Invited speaker: Barbara Hammer - Symposium on Intelligent Data Analysis (IDA 2023)

Variable importance determination in a dynamic context

Bio: Barbara Hammer is a full Professor for Machine Learning at the CITEC Cluster at Bielefeld University, Germany. She received her Ph.D. in Computer Science in 1999 and her venia legendi (permission to teach) in 2003, both from the University of Osnabrueck, Germany, where she was head of an independent research group on the topic ‘Learning with Neural Methods on Structured Data’. In 2004, she accepted an offer for a professorship at Clausthal University of Technology, Germany, before moving to Bielefeld in 2010. Barbara’s research interests cover theory and algorithms in machine learning and neural networks and their application for technical systems and the life sciences, including explainability, learning with drift, nonlinear dimensionality reduction, recursive models, and learning with non-standard data. Barbara has been chairing the IEEE CIS Technical Committee on Data Mining and Big Data Analytics, the IEEE CIS Technical Committee on Neural Networks, and the IEEE CIS Distinguished Lecturer Committee. She has been elected as member of the IEEE CIS Administrative Committee and the INNS Board. She has been an associate editor of the IEEE Computational Intelligence Magazine, the IEEE TNNLS, and IEEE TPAMI. Currently, she is involved in a number of large scale projects including the DFG collaborative research center on Construng Explainability, the EU Doctoral Metwork on Learning with Multiple Representations (LEMUR) and the ERC Synergy Grant Smart Water Futures.

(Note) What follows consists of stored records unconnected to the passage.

Issue #3639, opened 2021-11-20
Argument passed both by position and keyword in function call


DimitriPapadopoulos:
**Gammapy version**

`@master`

**Bug description**

`LightCurveTemplateTemporalModel.evaluate()` calls `LightCurveTemplateTemporalModel._interpolator()` with two arguments `time` and `ext`:
https://github.com/gammapy/gammapy/blob/ae5621e7ea0857a8b7dd22df2487165f066934fb/gammapy/modeling/models/temporal.py#L434
https://github.com/gammapy/gammapy/blob/ae5621e7ea0857a8b7dd22df2487165f066934fb/gammapy/modeling/models/temporal.py#L455

Yet `LightCurveTemplateTemporalModel._interpolator()` is defined to accept a single `ext` argument:
https://github.com/gammapy/gammapy/blob/ae5621e7ea0857a8b7dd22df2487165f066934fb/gammapy/modeling/models/temporal.py#L418-L419

adonath:
The code does not exist anymore after #4084.

PR #4096, opened 2022-09-20
Fix `LightCurveTemplateTemporalModel.evaluate`

bkhelifi:
**Description**
This pull request fixes the issue mentioned here: #3639 .

**Dear reviewer**
The `_interpolator` function is return and the code is adapted accordingly.
The issue for me is that the interpolator function is built each time the user wants an evaluation at a given time, which is a lost of time. If you agree, I propose that the interpolator function is built in the init function and saves into a variable of the class. Or, there is a magic python decorator...

### DIFF
--- a/gammapy/modeling/models/temporal.py
+++ b/gammapy/modeling/models/temporal.py
@@ -489,7 +489,6 @@ class LightCurveTemplateTemporalModel(TemporalModel):
             self.filename = str(make_path(path))
             self.table.write(self.filename, overwrite=overwrite)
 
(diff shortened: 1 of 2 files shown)


adonath:
Thanks @bkhelifi! In #4084 , @AtreyeeS will actually refactor the temporal model evaluation anyway. If I merge this PR I will just create a merge conflict and the changes will be need to be refactored by @AtreyeeS anyway. If you do not mind, I'd prefer to just close this PR instead. Please re-open if you think otherwise...

Issue #3708, opened 2022-01-20
SafeMaskMaker assumes estimated energy = true energy


maxnoe:
**Gammapy version**
All versions including current master

**Bug description**

The `SafeMaskMaker` supports using effective area to calculate a "safe" energy range.

However, the safe mask is applied in estimated energy where effective area is in true energy,
so this silently assumes no energy bias, which is violated for most experiments especially in the region 
this tool should identify.

**Expected behavior**

Do not **silently** make these assumptions.

Either warn about this or require the needed information (edisp and assumed spectrum) to make the actual conversion 
possible.

PR #4097, opened 2022-09-20
Precise that the `SafeMaskMaker` uses the true energy range to select events for the methods "aeff*"

bkhelifi:
**Description**

This pull request is associated to the issue #3708. It completes the documentation to precise the made assumption.


adonath (dismissed):
Thanks @bkhelifi, looks good to me!

gammapy/makers/safe.py
```diff
@@ -17,6 +17,11 @@
 class SafeMaskMaker(Maker):
     """Make safe data range mask for a given observation.
 
+    
+    .. warning::
+
```
registerrier, line 22: Technically this is true for `aeff-default` `aeff-max` and `edisp-bias`as well.

Maybe :  'Note that currently some methods computing a safe energy range (`aeff-default` `aeff-max` and `edisp-bias`) determine a true energy range and apply it to reconstructed energy, effectively neglecting the energy bias.

examples/tutorials/api/makers.py
```diff
@@ -131,7 +131,11 @@
 #    energy bin with the highest predicted background rate. This method
 #    was introduced in the HESS DL3 validation paper:
 #    https://arxiv.org/pdf/1910.08088.pdf
-# 
+#
```
registerrier, line 134: See comment below

registerrier (approved):
Thanks @bkhelifi , a small clarification below

gammapy/makers/safe.py
maxnoe: energy bias → energy dispersion (it's not only the mean bias that is neglected, but the error in each individual event)

bkhelifi: Indeed, both rms and bias play a role. And 'energy dispersion' is the term used in our IRF theory. Thanks @maxnoe

registerrier (approved):
Thanks @bkhelifi !

adonath (approved):

PR #4087, opened 2022-09-17
Introduce event sampling of spectrally varying temporal model

fabiopintore:
This PR will introduce the possibility to event sample a spectrally varying temporal model with `MapDatasetEventSampler`. The PR is still in draft.

PR #4100, opened 2022-09-20
Implement the _sample_coord_time_energy function in MapDatasetEventSa…

fabiopintore:
This PR will introduce the possibility to event sample a spectrally varying temporal model with `MapDatasetEventSampler`. The PR is still in draft and fix the #4087.


adonath:
Thanks @fabiopintore!

I think the implementation should simplify a lot, once https://github.com/gammapy/gammapy/pull/4084 is merged. You could refactor your implementation, assuming that `TemplateTemporalModel` has a `.map` attribute you can directly sampled from.
There is no need to re-evaluate the model.

registerrier:
> I think the implementation should simplify a lot, once #4084 is merged. You could refactor your implementation, assuming that `TemplateTemporalModel` has a `.map` attribute you can directly sampled from. There is no need to re-evaluate the model.

I am not sure we can avoid resampling the model `Map`.  For two reasons:
1. There is no reason to assume the model `Map` definition is adapted to the `EventSampler`. Sampling from the model `MapGeom` time axis is not valid. Some reprojection is required.
2. Coord sampling is performed by first determining randomly a pixel in  the `Map` geometry. And then randomly determine precise coordinates inside the pixel. To be consistent with regular model evaluation and integration, this **requires** oversampling of the geometry. Otherwise the nearest-neighbor vs linear scheme of sampling/evaluation will be at odds. For spatial template models, this is how it is performed in the `MapEvaluator`, the model is evaluated on the `exposure` map.

adonath:
> There is no reason to assume the model Map definition is adapted to the EventSampler. Sampling from the model Geom time axis is not valid. Some reprojection is required.

I see what you mean. I guess this is mostly related to efficiency. Sampling events is only required for the part where the model overlaps with the requested geom. 

> Coord sampling is performed by first determining randomly a pixel in the Map geometry. And then randomly determine precise coordinates inside the pixel. To be consistent with regular model evaluation and integration, this requires oversampling of the geometry. Otherwise the nearest-neighbor vs linear schemes of sampling/evaluation will be inconsistent. For spatial template models, this is how it is performed in the MapEvaluator, the model is evaluated on the exposure map.

Yes, you are right. The event sampling only does the linear interpolation in the coordinate axis and not the data axis. So the scheme is indeed, that we have to linearly upsample the map to binning sufficiently smaller than the requested geom and then do the sampling.

registerrier:
> The question is also what to do with the spatial coordinates here. To keep the sub-pixel position, one would need to work with a map with 4 pixels instead of the one pixel of the `RegionGeom`.

If the center of the region is the `PointSpatialModel.position` we have directly the position. No need to go sub-pixel no?

adonath:
Indeed one could work directly with a SkyPointRegion when sampling, which should give directly the right coordinate.

gammapy/datasets/simulate.py
```diff
@@ -26,6 +27,66 @@ class MapDatasetEventSampler:
     def __init__(self, random_state="random-seed"):
         self.random_state = get_random_state(random_state)
 
+    def _sample_coord_time_energy(self, dataset, temporal_model, t_delta="1 sec"):
```
registerrier, line 30: Is a fixed `t_delta` the simplest approach? One could take an oversampling factor as well. It could take the mean of the dataset duration and the model time interval

registerrier, line 30: Do you need to pass the full dataset or simply the `MapEvaluator` as in the other `sample_coord_energy`?

gammapy/datasets/simulate.py
```diff
@@ -26,6 +27,66 @@ class MapDatasetEventSampler:
...
+            else ontime.unit
+        )
+
+        t_step = t_delta.to_value(time_unit)
+        t_step = (t_step * u.s).to("d")
+
+        t = Time(np.arange(t_min.mjd, t_max.mjd, t_step.value), format="mjd")
+        time_axis = MapAxis.from_edges(t.value * u.d, name="time")
+
+        target = temporal_model.geom.skycoord #change it when the TemplateTemporalModel is updated
```
registerrier, line 54: There are two places where you can get the coordinate, the region of the temporal model and the `PointSpatialModel` I would use this one

gammapy/datasets/simulate.py
```diff
@@ -26,6 +27,66 @@ class MapDatasetEventSampler:
...
+        on_region = PointSkyRegion(center=target)
+        region_geom = RegionGeom.create(on_region,
+                                        axes=[energy_axis, time_axis])
+    
+        flux = temporal_model.evaluate_geom(region_geom)
+        region_exposure = dataset.exposure.to_region_nd_map(region_geom.center_skydir)
```
registerrier, line 60: Here you could equivalently use the exposure in the `MapEvaluator`

gammapy/datasets/simulate.py
```diff
@@ -26,6 +27,66 @@ class MapDatasetEventSampler:
...
+        
+        npred = flux * region_exposure #check the broadcasting
+        data = npred.data[np.isfinite(npred.data)]
+        n_events = self.random_state.poisson(np.sum(data))
+
+        coords = npred.sample_coord(n_events=n_events, random_state=self.random_state)
+
+        position = SkyCoord(coords["lon"], coords["lat"],
```
registerrier, line 68: `position = coords.skycoord` should work no?

gammapy/datasets/simulate.py
```diff
@@ -26,6 +27,66 @@ class MapDatasetEventSampler:
...
+
+        target = temporal_model.geom.skycoord #change it when the TemplateTemporalModel is updated
+        on_region = PointSkyRegion(center=target)
+        region_geom = RegionGeom.create(on_region,
+                                        axes=[energy_axis, time_axis])
+    
+        flux = temporal_model.evaluate_geom(region_geom)
+        region_exposure = dataset.exposure.to_region_nd_map(region_geom.center_skydir)
+        
+        npred = flux * region_exposure #check the broadcasting
```
registerrier, line 62: technically we are performing integration here so you need to multiply by the bin volume as well

gammapy/datasets/simulate.py
registerrier, line 68: Maybe all the `MapCoord` to table manipulation could be performed utside the function as it is common with the other case

registerrier (commented):
Thanks @fabiopintore . Here are some inline comments.

A test will be needed.

Should the function also support regular `TemporalModel`? or even be applied to all `Model` with a `PointSpatialModel`?

fabiopintore:
As far as I understood, the idea was to have a special function only for the `TemplateTemporalModel` with the `energy` column. Otherwise we should modify the `_sample_coord_time` and discard the new `_sample_coord_time_energy`, right?

gammapy/datasets/simulate.py
fabiopintore: I used the `t_delta` parameter so to be in line with the approach of `_sample_coord_time`. If we agree to follow your suggestion, we should change it in both functions for consistency. For now I implement it in the `_sample_coord_time_energy`.

fabiopintore: Ah right, we can just pass the `MapEvaluator`. I've changed it.

gammapy/datasets/simulate.py
fabiopintore: Ok.

gammapy/datasets/simulate.py
fabiopintore: OK.

gammapy/datasets/simulate.py
fabiopintore: Yes, it works. I've changed it

gammapy/datasets/simulate.py
fabiopintore: OK.

registerrier:
Since we miss the proper model to make any test, it was decided to postpone the addition of this feature to the next feature release

PR #4101, opened 2022-09-21
Correct CountsStatistic documentation plots

registerrier:
**Description**

This pull request corrects a problem with `CountsStatistic` documentation plots that appeared after #4089 was merged.
See https://docs.gammapy.org/dev/user-guide/stats/plot_wstat_errors.png

The documentation in the Makefile is also modified to correctly give the `make docs-sphinx` command instead of `make docs` which is no longer valid.

**Dear reviewer**


bkhelifi (approved):
Thanks @registerrier

adonath (approved):

PR #4102, opened 2022-09-21
Fix weights in resample

QRemy:
This PR fix a bug introduced in #4085 where the weights in resample are ignored and add a test for that case.


adonath (approved):
Thanks a lot @QRemy! No comments from my side...

PR #4103, opened 2022-09-21
Activate binder for tutorials

adonath:
**Description**

This pull request activates the Binder service for our tutorials. To allow for a dat download in Binder, but also because it is useful in general I introduced a `check_tutorials_setup` method, which downloads the data if not present and prints a summary of the environment as given by `gammapy info`.

To make this work for a past versions of stable release one has to manually update the `docs/binder/requirements.txt` file. However this can also happen later manually e.g. in https://github.com/adonath/gammapy-docs-preview/tree/main/binder. We have to see how to integrate this best into the release process...

You can checkout a preview here https://adonath.github.io/gammapy-docs-preview/


adonath:
The setup seems to work on my doc preview repo. I'll now proceed and change it to our docs repo, however it will only become available., once this PR is merged.

adonath:
I'll go ahead and merge this now to check whether this works for our dev version. I'll report back on any issues here and reopen if needed...

Issue #4062, opened 2022-09-01
gammapy/gammapy-data: management of metadata 


bkhelifi:
**Is your feature request related to a problem? Please describe.**
The Gammapy test features are associated to data stored in the project [gammapy/gammapy-data](https://github.com/gammapy/gammapy-data). Because we anticipate changes in the data model associated to these data, each Gammapy release should have its associated gammapy-data release.

**Describe the solution you'd like**
- Create a release CI for gammapy-data
- Create/update the metadata of this repository (a script might be needeed to 'synchronize' these metadata with the ones of the associated Gammapy release)
- Create a workflow to make a Zenodo entry for each gammapy-data

PR #4106, opened 2022-09-23
Reactivate gammapy download command

adonath:
**Description**

This pull request reactivates the `gammapy download` command and adapts it to work with the archive file created by `sphinx-gallery`. For this I introduced a download index file here: https://github.com/gammapy/gammapy-webpage/blob/gh-pages/download/index.json

This allows us to declare the files to download independently of the code base. I additionally added the index for datasets, which allows us to address #4062 even after we have tagged v1.0.


bkhelifi:
Thanks @adonath, it seems great. There is a minor error for one test, but this is a detail...
A general question: should we 'review' the release note to be sure to not have forgotten something?

adonath:
@bkhelifi  I will review and adapt the developer docs on how to make a release next week once again.

PR #4107, opened 2022-09-23
Implement peek methods for map evaluator and psf kernel

luca-giunti:
**Description**

This pull request overrides #4074 (due to merge conflicts)


registerrier (commented):
Thanks @luca-giunti .

Looks good to me. You might just add a test for `MapEvaluator.peek()` with a `WcsNDMap` based dataset.

luca-giunti:
I added the requested test. Probably we could make a better use of fixtures to save lines of code, but I guess it's a general issue that will be addressed consistently at some point

adonath:
@luca-giunti Yes I agree, refactoring of tests should be a priority after v1.0!

adonath (approved):
Thanks @luca-giunti, no further comments from my side!

PR #4108, opened 2022-09-23
Add tests with HAWC data

LauraOlivera:
This pull request adds tests using the public HAWC event release. In particular there are new tests for:

- Reading and handling `RecoPSFMap` objects
- Running the data reduction on a dataset with a reconstructed energy PSF
- Fitting a model to several datasets (one per event class) jointly with a reconstructed energy PSF.
The last test is the slowest, at ~30sec

 It also fixes the logic in the `MapDatasetMaker` because it was in the wrong order before (`RecoPSFMap` is an instance of `PSFMap` due to inheritance)

The data needed for these tests is added by [this PR](https://github.com/gammapy/gammapy-data/pull/28) to gammapy-data


QRemy:
Thanks @LauraOlivera
Maybe you can reduce the geom binsz or the number of bins along the energy axis to speed up the tests.
Eventually the `test_fit_hawc `could go into gammapy-benchmark/validation

adonath:
Thanks @LauraOlivera! I agree with @QRemy, once we know `MapDataset.npred()` is working I think we can be confident enough. The full model fit could go into https://github.com/gammapy/gammapy-benchmarks/tree/master/validation instead.

LauraOlivera:
Thanks!! I've removed the full model fit test and will move it to gammapy-benchmarks

adonath:
Thanks a lot @LauraOlivera!

adonath (approved):

Issue #4019, opened 2022-07-01
Add support for NormSpectralModel in FluxEstimator


AtreyeeS:
Questions about using full 3D `TemplateSpatialModel` with units of, eg `cm-2 s-1 TeV-1 sr-1` seem to be frequent.
We can maybe add a HowTo entry for this before 1.0 release.

QRemy:
Could link to :
https://docs.gammapy.org/dev/tutorials/api/models.html?highlight=powerlawnorm#SkyModel (at the end of the section)
https://docs.gammapy.org/dev/tutorials/data/fermi_lat.html?highlight=templatespatialmodel#Galactic-diffuse-background

adonath:
Thanks @AtreyeeS! Indeed I think norm spectral models are not supported...I guess we should raise a meaningful error for now?

AtreyeeS:
I don't have a better solution for the moment ... but must admit it is annoying for a LTS version, because this can be useful for studies of the the diffuse emission, etc.
Maybe we can suggest a workaround (link to a GitHub discussions?) buy "transferring" the amplitude spectral model and creating a new spatial model? (or maybe you have a better workaround?)

adonath:
On closer inspection all information is actually there: 
- We have `flux_points.reference_model`, which also contains the `TemplateSpatialModel`
- The `flux_points.dnde_ref` (and `flux_ref` etc.) would need to be changed to take into account the spatial model as well.
- The main question is just which convention to use for the latter, probably integrate the spatial model on the full support and then multiply with the spectral norm model.
- The second question is whether the reference model should be kept as a spatial model, or whether it is simplified to an integrated model, stored in a `TemplateSpectralModel`...

adonath:
@QRemy This issue is assigned to you. Do you have time to open a PR to raise and error, that `NormSpecralModel` objects are not supported for now?

adonath:
Nothing left to be done for v1.0

AtreyeeS:
@adonath Maybe re-label this to `1.1` or later and keep open as a reminder? This is something we should support in future

adonath:
Thanks @AtreyeeS, I agree. I just changed the title and will re-open now...

PR #4109, opened 2022-09-23
Raise error in FluxPointsEstimator for NormSpectralModel

QRemy:
Raise an error in FluxPointsEstimator for NormSpectralModel to delay solving the issue in 
https://github.com/gammapy/gammapy/issues/4019#issuecomment-1187637137

### DIFF
--- a/gammapy/estimators/points/sed.py
+++ b/gammapy/estimators/points/sed.py
@@ -95,7 +95,7 @@ class FluxPointsEstimator(FluxEstimator):
         """
         datasets = Datasets(datasets=datasets)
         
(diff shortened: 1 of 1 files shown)


gammapy/estimators/points/sed.py
```diff
@@ -94,8 +94,11 @@ def run(self, datasets):
             Estimated flux points.
         """
         datasets = Datasets(datasets=datasets)
+        
+        if "NormSpectralModel" in datasets.models[self.source].spectral_model.tag[0]:
```
adonath, line 98:
```suggestion
        if datasets.models[self.source].spectral_model.is_norm_spectral_model:
```

adonath (approved):
Thanks, @QRemy!

PR #4112, opened 2022-09-27
Add pre commit hooks and black CI

adonath:
**Description**

This pull request proposes to add two pre-commit hooks to Gammapy:

- Running the `isort` tool
- Running the `black` code formating tool

The motivation is that we used these tool anyway, however only to improve codestyle before releases. This way we miss once of the main advantages: smaller diffs in PRs. Therefore I propose to now enforce the `black` code style, by introducing a C check for this. Together with the "codestyle" check we now enforce a consistent code style in Gammapy. To avoid the extra work for the developers, I introduced the pre-commit hooks, which can be activated by calling `pre-commit install` once.

### DIFF
--- a/.github/workflows/ci.yml
+++ b/.github/workflows/ci.yml
@@ -2,6 +2,12 @@ name: CI
 on: [push, pull_request]
 
 jobs:
+  lint:
+    name: Black check
+    runs-on: ubuntu-latest
+    steps:
+      - uses: actions/checkout@v2
+      - uses: psf/black@stable
   ci-runs:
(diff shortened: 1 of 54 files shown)


bkhelifi (approved):
Thanks a lot @adonath !!!! This is a great feature that will help

registerrier (approved):
Thanks @adonath . This looks good!

This will remove the need for large code formatting updates before very release at minimal cost for developers.

adonath:
Thanks @registerrier  and @bkhelifi!

PR #4116, opened 2022-09-27
Adapt Astropy and Numpy versions in tox configuration

adonath:
**Description**

This pull request drops the support for Numpy 1.19 and remove the Astropy 4.0 configuration from `tox.ini`.

### DIFF
--- a/.github/workflows/ci.yml
+++ b/.github/workflows/ci.yml
@@ -14,7 +14,7 @@ jobs:
     env:
       PYTEST_ADDOPTS: --color=yes -n auto --dist=loadscope
     strategy:
-      fail-fast: true
+      fail-fast: false
       matrix:
         include:
           - os: ubuntu-latest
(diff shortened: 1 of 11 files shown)


adonath:
Test are passing now for Numpy 1.23 an all platforms. The modifications for the tests I included were:
- The map sampling test seemed numerically unstable, because the Gaussian source, was center on a pixel and exactly symmetric. This lead to pixel values being the same also at the weak tails of the Gaussian. The seemed to result in a random ordering (or at least differing ordering) of those pixels. By chance one of the events was in one of those pixels.
- The spectrum tests were performed with linear energy binning between 1 - 10 TeV, which I adapted to log binning.
- The analysis 3d test shows very high correlation (0.87) between both the amplitude and index of the power-law model as well as the norm and tilt of the background model. This makes the test also numerically unstable. For now I increase the true energy binning, which seemed to help.

registerrier (approved):
Thanks @adonath ! Good to see CI running fine.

Abstract: Variable importance determination refers to the challenge to identify the most relevant input dimensions or features for a given learning task and quantify their respective relevance. It constitutes a foundation for feature selection, and it enables an intuitive insight into the rational of model decisions. Indeed, it constitutes one of the oldest and most prominent global explanation technologies for machine learning models. A huge number of measures have been proposed such as mutual information, permutation feature importance, or Shapley values, to name just a few. As models are increasingly used in everyday life, they face an open environment, possibly changing dynamics, and the necessity of model adaptation to account for changes of the underlying distribution. At present, feature relevance detemination almost solely focusses on static scenarios and batch training. In the talk, I will target two specific challenges which occur in feature relevance determination when learning with data streams: (1) How to efficiently and effectively accompany a model which learns incrementally by feature relevance determinaton methods, which are capable of providing insights into the moste relevant features at every point in time for an adaptive model? I will present inceremental variants of popular feature relevance determination approaches. (2) How to identify causes for an observed drift? I will present mechanisms which are capable of identifying features which are most characteristic for an observed drift, thereby aiming for their spatial features, on the one hand, and an identification of minimal feature subsets which characterize an observed drift, on the other hand.